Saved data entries
================================
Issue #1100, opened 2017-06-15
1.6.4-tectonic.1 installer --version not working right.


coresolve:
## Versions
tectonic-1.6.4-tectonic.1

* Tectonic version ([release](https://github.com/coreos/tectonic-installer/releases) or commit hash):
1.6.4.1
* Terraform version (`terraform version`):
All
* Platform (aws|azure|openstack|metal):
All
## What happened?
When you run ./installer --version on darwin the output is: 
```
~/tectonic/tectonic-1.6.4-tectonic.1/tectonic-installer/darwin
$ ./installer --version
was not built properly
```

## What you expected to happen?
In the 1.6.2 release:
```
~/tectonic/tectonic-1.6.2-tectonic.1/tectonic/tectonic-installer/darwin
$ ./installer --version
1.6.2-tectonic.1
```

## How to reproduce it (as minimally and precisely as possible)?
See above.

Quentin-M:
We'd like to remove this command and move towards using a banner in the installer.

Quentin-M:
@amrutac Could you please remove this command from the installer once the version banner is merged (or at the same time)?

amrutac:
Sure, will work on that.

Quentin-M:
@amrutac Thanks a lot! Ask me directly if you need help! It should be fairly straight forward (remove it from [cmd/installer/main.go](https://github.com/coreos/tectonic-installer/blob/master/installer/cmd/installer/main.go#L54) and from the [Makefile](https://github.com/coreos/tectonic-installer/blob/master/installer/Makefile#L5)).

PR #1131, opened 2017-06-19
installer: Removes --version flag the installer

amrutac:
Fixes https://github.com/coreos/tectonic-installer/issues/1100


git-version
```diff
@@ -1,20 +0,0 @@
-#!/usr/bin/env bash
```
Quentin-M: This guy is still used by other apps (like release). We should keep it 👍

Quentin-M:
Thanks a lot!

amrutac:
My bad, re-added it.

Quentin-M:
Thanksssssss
================================
▸ Assigned task
Check each line of the entries above for the string "should", and return those that contain it.

▸ Your response
@amrutac Thanks a lot! Ask me directly if you need help! It should be fairly straight forward (remove it from [cmd/installer/main.go](https://github.com/coreos/tectonic-installer/blob/master/installer/cmd/installer/main.go#L54) and from the [Makefile](https://github.com/coreos/tectonic-installer/blob/master/installer/Makefile#L5)).
Quentin-M: This guy is still used by other apps (like release). We should keep it 👍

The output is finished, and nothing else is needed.